Why Do They Push on Your Stomach After Birth?

Fundal Massage, or Uterine Massage, is a standard medical procedure performed immediately after childbirth. This routine, hands-on technique begins soon after the baby and placenta are delivered. While the term “massage” suggests relaxation, this procedure is a firm, rhythmic manipulation of the top of the uterus, called the fundus, through the abdominal wall. It is a proactive, mechanical intervention designed to stimulate a vital biological process that must occur quickly and effectively to ensure the mother’s safety.

The Critical Goal: Preventing Postpartum Hemorrhage

The primary goal of fundal massage is to prevent Postpartum Hemorrhage (PPH), defined as excessive blood loss after delivery. The uterus, a highly muscular organ, grows dramatically during pregnancy. After the baby and placenta are delivered, the uterus must rapidly contract back toward its pre-pregnancy size. This contraction is the body’s natural defense against bleeding.

The bleeding originates from the site where the placenta was attached, leaving exposed blood vessels. To stop this flow, the uterine muscle fibers (myometrium) must contract tightly, compressing the vessels shut. The leading cause of PPH is uterine atony, where the uterus fails to contract adequately and remains soft or “boggy.” When atony occurs, blood vessels remain open, leading to rapid and dangerous blood loss. Fundal massage is the immediate, non-pharmacological method used to manually force these muscle fibers to contract and stop the hemorrhage.
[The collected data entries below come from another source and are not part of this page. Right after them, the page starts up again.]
PR #1601, opened 2020-06-07
Add Read-only Collection Interfaces for .NET 4.0 (#1600)

### LINKED ISSUE #1600: .NET 4.0 support - how to deal with lack of read-only collection interfaces?
As it became apparent in #1572, we may want to develop some kind of strategy how we deal with the support for .NET 4.0. As this was re-added only recently in #1452, we'll probably want to support this for a while (at least until the next major release I guess).

The specific problem that came up in the above PR was the lack of read-only collection interfaces in .NET 4.0 (specifically `IReadOnlyList<T>` and `IReadOnlyCollection<T>`).
There already are [some](https://github.com/oxyplot/oxyplot/blob/113cee0696bd37d4b6be207536d069992de67d72/Source/OxyPlot/Axes/Axis.cs#L718) [instances](https://github.com/oxyplot/oxyplot/blob/113cee0696bd37d4b6be207536d069992de67d72/Source/OxyPlot/Rendering/RenderContext/IRenderContext.cs#L58) where we use `IList<T>` where `IReadOnlyList<T>` would arguably be a better choice. In #1572 however this workaround is not possible due to the lack of covariance when using `IList<T>`.

There are several possibilities of dealing with this:

### 1. Add separate members for Count and Indexer to interfaces, like I've done in this [draft](https://github.com/oxyplot/oxyplot/pull/1572/files/3a08870f13ca39b4482a089e3aafed61196d773b#diff-191cb1ecc2002af11ce735d27a8195c8).

    public interface IExample<T>
    {
        IEnumerable<T> Items { get; }
        int ItemsCount { get; }
        T this[int index];
    }

Pro: 
- Very simple
- Works without restriction on all frameworks

Con:
- Clunky interface
- Breaking change for implementation whenever we drop .NET 4.0 support
- Breaking change for consumers whenever we drop .NET 4.0 support

### 2. Add a wrapper class for `IList<T>` that can be used like IReadOnlyList<T>, as proposed by VisualMelon in this [gist](https://gist.github.com/VisualMelon/d8baadc9f28f8d5f1bf60bf9eaf8c318).

    public interface IExample<T>
    {
        ReadOnlyList<T> Items { get; }
    }

Pro: 
- Works without restriction on all frameworks

Con:
- Breaking change for consumers whenever we drop .NET 4.0 support

### 3. a) Reference this [package](https://github.com/mausch/ReadOnlyCollections)
_(unfortunately the assemblies of this package are not signed, so we can't use it)_
### 3. b) Define `IReadOnlyList<T>` and `IReadOnlyCollection<T>` ourselves

    public interface IExample<T>
    {
        IReadOnlyList<T> Items { get; }
    }

This would be conditionally compiled for .NET 4.0 and would 'live' in `System.Collections.Generic`, like [this](https://github.com/mausch/ReadOnlyCollections/blob/master/ReadOnlyCollectionsInterfaces/Interfaces.cs).
We would also have to add a conditionally-compiled wrapper class on .NET 4.0.

Pro:
- We could use `IReadOnlyList<T>` and `IReadOnlyCollection<T>` exactly as we are used to
- No breaking changes whenever we drop .NET 4.0 support

Con:
- Potential confusion
- .NET 4.0 users who already use the same workaround may run into ambiguity issues

Jonarw:
Fixes #1600.

### Checklist

- Add read-only collection interfaces (conditionally compiled only for .NET 4.0)
- Add wrapper class implementing `IReadOnlyList<T>` and `IList<T>`

@oxyplot/admins

### DIFF
--- a/Source/OxyPlot/Net40Compatibility/CompatibilityExtensions.cs
+++ b/Source/OxyPlot/Net40Compatibility/CompatibilityExtensions.cs
@@ -1,0 +1,55 @@
+﻿// --------------------------------------------------------------------------------------------------------------------
+// <copyright file="CompatibilityExtensions.cs" company="OxyPlot">
+//   Copyright (c) 2020 OxyPlot contributors
+// </copyright>
+// --------------------------------------------------------------------------------------------------------------------
+
+namespace OxyPlot
+{
+#if NET40
+    using OxyPlot.Net40Compatibility;
+#endif
+    using System.Collections.Generic;
+
+    /// <summary>
+    /// Provides extension methods facilitating compatibility with .NET 4.0.
+    /// </summary>
+    public static class CompatibilityExtensions
+    {
+        /// <summary>
+        /// Returns a <see cref="IReadOnlyList{T}"/> corresponding to the specified <see cref="List{T}"/>.
+        /// </summary>
+        /// <typeparam name="T">The type of the list.</typeparam>
+        /// <param name="list">The list.</param>
+        /// <returns>
+        /// On .NET4.0, this returns a wrapper around the <paramref name="list"/> which implements <see cref="IReadOnlyList{T}"/> and <see cref="IList{T}"/>.
+        /// On .NET4.5 and later, this directly returns the <paramref name="list"/>.
+        /// </returns>
+        public static IReadOnlyList<T> AsReadOnlyList<T>(this List<T> list)
+        {
+#if NET40
+            return new ReadOnlyListWrapper<T>(list);
+#else
+            return list;
+#endif
+        }
+        
+        /// <summary>
+        /// Returns a <see cref="IReadOnlyList{T}"/> corresponding to the specified array.
+        /// </summary>
+        /// <typeparam name="T">The type of the array.</typeparam>
+        /// <param name="array">The array.</param>
+        /// <returns>
+        /// On .NET4.0, this returns a wrapper around the <paramref name="array"/> which implements <see cref="IReadOnlyList{T}"/> and <see cref="IList{T}"/>.
+        /// On .NET4.5 and later, this directly returns the <paramref name="array"/>.
+        /// </returns>
+        public static IReadOnlyList<T> AsReadOnlyList<T>(this T[] array)
+        {
+#if NET40
+            return new ReadOnlyListWrapper<T>(array);
+#else
+            return array;
+#endif
+        }
+    }
+}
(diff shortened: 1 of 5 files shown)


Source/OxyPlot/Net40Compatibility/CompatibilityExtensions.cs
```diff
@@ -0,0 +1,55 @@
...
+        /// <summary>
+        /// Returns a <see cref="IReadOnlyList{T}"/> corresponding to the specified <see cref="List{T}"/>.
+        /// </summary>
+        /// <typeparam name="T">The type of the list.</typeparam>
+        /// <param name="list">The list.</param>
+        /// <returns>
+        /// On .NET4.0, this returns a wrapper around the <paramref name="list"/> which implements <see cref="IReadOnlyList{T}"/> and <see cref="IList{T}"/>.
+        /// On .NET4.5 and later, this directly returns the <paramref name="list"/>.
+        /// </returns>
+        public static IReadOnlyList<T> AsReadOnlyList<T>(this List<T> list)
```
VisualMelon, line 28: Is there an issue with just having one overload for `IList<T>`?

Jonarw: Yes, as `IList<T>` does not implement `IReadOnlyList<T>`, we can't directly assign a `IList<T>` to a `IReadOnlyList<T>` (hopefully this madness will stop with .NET 5...)

Jonarw:
This is really not as bad as I feared in terms of conditionals, and I also like that the compatibility stuff is all in one place and transparent to the rest of the library.

Any objections?

VisualMelon:
It looks fine to me, though I think we need to see it 'in context' before we can judge it: would be intending to refit the various `IList<T>`s we have dotted around before merging anything?

Jonarw:
Well I don't know if it makes sense to go through all the usages of `IList<T>` right now. This would involve for example some interface changes on `IRenderContext` and those are always fun...

My idea would have been more along the lines of:
We add the possibility of using `IReadOnlyList<T>` now, so future code can take advantage. But existing code using `IList<T>` remains unchanged for now and could be incrementally updated when we work on the related API anyway.

Maybe we can find an isolated piece of code to update right now where this functionality could be shown 'in action'. Thinking about it, #1572 wouldn't be a bad candidate for this.

VisualMelon:
That does sound like a better strategy. I wouldn't complain about shipping it with/ahead of 1572.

The Mechanics of Uterine Massage

The fundus is the top part of the uterus, typically located near the belly button immediately after delivery. When performing a fundal massage, the provider applies firm, downward pressure to this area, often supporting the lower uterine segment with the other hand. This mechanical stimulation initiates an immediate contraction of the myometrial muscle fibers. The pressure prompts the fibers to shorten and contract more vigorously than they might naturally.
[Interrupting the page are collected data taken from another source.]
PR #1608, opened 2020-06-12
Advance System.Drawing.Common to version 4.7.0

### LINKED ISSUE #1605: Font family problem
There is a problem with texts, see the images.

Linux
Linux

Windows
Windows

Make a simple chart and compile for linux-x64 and run it on linux.

Platform:
.NET version: .net core 3.1

VisualMelon:
Fixes #1605 .

### Checklist

- Advance the dependency on System.Drawing.Common to 4.7.0. This shouldn't lose backwards compatability, and seems to fix text rendering under Linux. with .NET Core 3.1

@oxyplot/admins


Jonarw:
Should we mention this in the changelog? Or is this change so transparent that no one cares?

VisualMelon:
I don't really know. I suppose there can be no harm in it.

This forceful contraction achieves the necessary compression of the spiral arteries that fed the placenta. The massage also helps to expel any accumulated blood clots or residual tissue fragments. Retained clots act as a physical barrier, preventing the uterine walls from fully collapsing and compressing the blood vessels. The massage provides a necessary, immediate mechanical boost to ensure the uterus achieves the required firmness, especially when the body’s natural hormonal processes are insufficient. The goal is to feel the uterus transition from a soft, relaxed state to a hard, firm sphere.

Monitoring and Frequency Post-Delivery

The timing and frequency of fundal massage are standardized as part of the active management of the third stage of labor. The procedure is initiated immediately after the placenta is delivered to establish a firm uterine tone, followed by a structured monitoring protocol. In the immediate postpartum period, the fundus is checked and massaged as needed with high frequency.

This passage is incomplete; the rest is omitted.